2. Frontend permission checks stop at the frontend boundary

Severity: High

Impact:

• The frontend gives operators the appearance of RBAC enforcement, but that protection is lost once
  the backend is called directly.

Affected code:

• middleware.ts
• packages index API
• packages report API
• auth0.ts

Evidence:

• The frontend reads permissions from the Auth0 access token and blocks UI/API actions when
  required permissions are missing.
• The frontend forwards the same access token to mainframe.
• Mainframe does not re-check those permissions.

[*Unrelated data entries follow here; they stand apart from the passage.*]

PR #1644, opened 2021-07-13
Fix Example Resolution Limits

### LINKED ISSUE #1616: Examples panic with validation error in Device::create_texture() when maximized on large displays
**Description**

The examples request a device with `wgpu::Limits::downlevel_defaults()`, which IIUC requires a _maximum_ 2D texture size of `2096x2096`: https://github.com/gfx-rs/wgpu/blob/e27fbb821bb3397069d0a82ef8da8e151feb0647/wgpu-types/src/lib.rs#L615

(BTW this is a weird number, it's not a power of 2! Should it be 2048 or 4096?)

This function was added in #1599 (cc @cwfitzgerald). The error does not occur on the main tree before this PR was merged.

Many examples like `shadow` and `water` create a texture using the window dimensions, which I believe to be quite common. When the window size is larger than 2,096 pixels in either dimension, the app panics.

**Repro steps**

Run the `shadow` example and resize the window to be larger than 2,096 pixels in either dimension. It will report a validation error then panic.

Ideally, don't ever panic.

**Extra materials**

```text
$ RUST_BACKTRACE=1 cargo run --release --example shadow
    Finished release [optimized] target(s) in 0.16s
     Running `C:\Users\jay\other-projects\wgpu\target\release\examples\shadow.exe`
Using NVIDIA GeForce RTX 3090 (Vulkan)
[2021-07-08T14:08:09Z ERROR wgpu::backend::direct] wgpu error: Validation Error

    Caused by:
        In Device::create_texture
        Dimension 3440 value 3440 exceeds the limit of 2096


thread 'main' panicked at 'Handling wgpu errors as fatal by default', wgpu\src\backend\direct.rs:2015:5
stack backtrace:
   0: std::panicking::begin_panic
   1: <wgpu::backend::direct::Context as wgpu::Context>::queue_write_buffer
   2: wgpu::util::init::initialize_adapter_from_env_or_default
   3: <wgpu::backend::direct::Context as wgpu::Context>::device_create_texture
   4: wgpu::Device::create_texture
   5: <shadow::Example as shadow::framework::Example>::resize
   6: winit::platform_impl::platform::event_loop::EventLoop<T>::run_return::{{closure}}
   7: <std::panic::AssertUnwindSafe<F> as core::ops::function::FnOnce<()>>::call_once
   8: winit::platform_impl::platform::event_loop::runner::EventLoopRunner<T>::register_window
   9: winit::platform_impl::platform::event_loop::runner::EventLoopRunner<T>::send_event
  10: winit::platform_impl::platform::event_loop::public_window_callback::{{closure}}
  11: winit::platform_impl::platform::event_loop::runner::EventLoopRunner<T>::catch_unwind
  12: winit::platform_impl::platform::event_loop::public_window_callback
[... snip ...]
note: Some details are omitted, run with `RUST_BACKTRACE=full` for a verbose backtrace.
error: process didn't exit successfully: `C:\Users\jay\other-projects\wgpu\target\release\examples\shadow.exe` (exit code: 101)
```

**Platform**

Issue is platform-independent.

cwfitzgerald:
**Connections**

Closes #1616.

**Description**

This change automatically expands resolution to the adapter's limits so examples always work.

**Testing**

Ran locally, but couldn't make it bigger than the screen

### DIFF
--- a/wgpu-types/src/lib.rs
+++ b/wgpu-types/src/lib.rs
@@ -631,6 +631,20 @@ impl Limits {
             max_push_constant_size: 0,
         }
     }
+
+    /// Modify the current limits to use the resolution limits of the other.
+    ///
+    /// This is useful because the swapchain might need to be larger than any other image in the application.
+    ///
+    /// If your application only needs 512x512, you might be running on a 4k display and need extremely high resolution limits.
+    pub fn using_resolution(self, other: Self) -> Self {
+        Self {
+            max_texture_dimension_1d: other.max_texture_dimension_1d,
+            max_texture_dimension_2d: other.max_texture_dimension_2d,
+            max_texture_dimension_3d: other.max_texture_dimension_3d,
+            ..self
+        }
+    }
 }
 
 /// Represents the sets of additional limits on an adapter,
--- a/wgpu/examples/framework.rs
+++ b/wgpu/examples/framework.rs
@@ -137,7 +137,8 @@ async fn setup<E: Example>(title: &str) -> Setup {
         required_features - adapter_features
     );
 
-    let needed_limits = E::required_limits();
+    // Make sure we use the texture resolution limits from the adapter, so we can support images the size of the swapchain.
+    let needed_limits = E::required_limits().using_resolution(adapter.limits());
 
     let trace_dir = std::env::var("WGPU_TRACE");
     let (device, queue) = adapter
@@ -396,10 +397,7 @@ pub fn test<E: Example>(mut params: FrameworkRefTest) {
     assert_eq!(params.width % 64, 0, "width needs to be aligned 64");
 
     let features = E::required_features() | params.optional_features;
-    let mut limits = E::required_limits();
-    if limits == wgpu::Limits::default() {
-        limits = test_common::lowest_reasonable_limits();
-    }
+    let limits = E::required_limits();
 
     test_common::initialize_test(
         mem::take(&mut params.base_test_parameters)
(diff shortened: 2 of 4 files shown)


wgpu-types/src/lib.rs
```diff
@@ -631,6 +631,19 @@ impl Limits {
             max_push_constant_size: 0,
         }
     }
+
+    /// Modify the current limits to use the 2D resolution limits of the other.
+    ///
+    /// This is useful because the swapchain might need to be larger than any other image in the application.
+    ///
+    /// If your application only needs 512x512, you might be running on a 4k display and need extremely high resolution limits.
+    pub fn using_resolution_2d(self, other: Self) -> Self {
```
kvark, line 640: why don't we use the `default()` implementation limits here?

wgpu-types/src/lib.rs
```diff
@@ -631,6 +631,19 @@ impl Limits {
...
+        Self {
+            max_texture_dimension_1d: other.max_texture_dimension_1d,
+            max_texture_dimension_2d: other.max_texture_dimension_2d,
```
kvark, line 643: it feels rather arbitrary that we are overriding these 2 limits but not the other texture dimensions

wgpu-types/src/lib.rs
cwfitzgerald: Because if we use the default, rpi4 and such won't be able to run (as rpi has a limit of 4096x4096), but if we use 4k limits the guy with two 4k monitors will complain... so what we actually want is _just_ the adapter's limits.

wgpu-types/src/lib.rs
cwfitzgerald: I can add 3d as well, but I only did 1 and 2 because the fundamental problem is the swapchain and swapchain sized things.

kvark: let's grab all the texture dimensions for ... consistency

kvark (approved):
bors r+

3. Tenant docs claim RBAC protections the backend does not actually enforce

Severity: Medium

Impact:

• Operators may believe enabling Auth0 RBAC and assigning roles is sufficient to protect the
  backend.
• Verification steps can pass at the UI layer while the backend remains vulnerable to direct API
  access.

Affected code:

• auth0-tenant-configuration.md

Evidence:

• The docs require enabling Auth0 RBAC and adding permissions.
• The docs state those settings are required because the frontend builds authorization state from
  token permissions and the backend validates the JWT audience.
• The functional checklist asserts that users without queue:packages or report:packages
  receive permission failures, but there is no backend code that enforces that outcome for direct
  API calls.

4. Service traffic uses the same audience without a distinct machine authorization model

Severity: Medium

Impact:

• Hardening interactive access is risky because internal service clients depend on the same backend
  and are not clearly separated by scope or endpoint class.
• Current machine clients use password-based Auth0 token acquisition rather than a dedicated
  service-to-service model.

Affected code:

• loader.py
• dragonfly_services.py
• auth0-tenant-configuration.md

Evidence:

• The documented Post-Login Action only applies to the frontend application.
• The loader and bot acquire Auth0 access tokens using the password grant and call mainframe with
  bearer tokens.
• There is no documented or enforced split between interactive permissions and service-only access.

Recommended Changes

1. Treat backend authorization as mandatory, not optional UI behavior.
2. Define separate authorization expectations for:
   • interactive human users
   • service principals inside the cluster
   • Cloudflare Access clients, if they remain supported
3. Update infrastructure/Auth0 docs to reflect the current gap and the target enforcement model.
4. Stop asserting that Auth0 RBAC alone protects mainframe until backend checks exist.
5. Add a dedicated dragonfly-mainframe remediation issue for code changes.

Related backend issue draft:

• 2026-03-08-mainframe-rbac-enforcement.md

Reproduction Notes

1. Authenticate through the frontend and obtain a valid Auth0 access token for the Dragonfly
   audience.
2. Remove the required permission assignment for the user, or use a token minted without
   queue:packages / report:packages.
3. Call mainframe directly with Authorization: Bearer <token>.
4. Observe that backend endpoints only require token validity, not the expected permission set.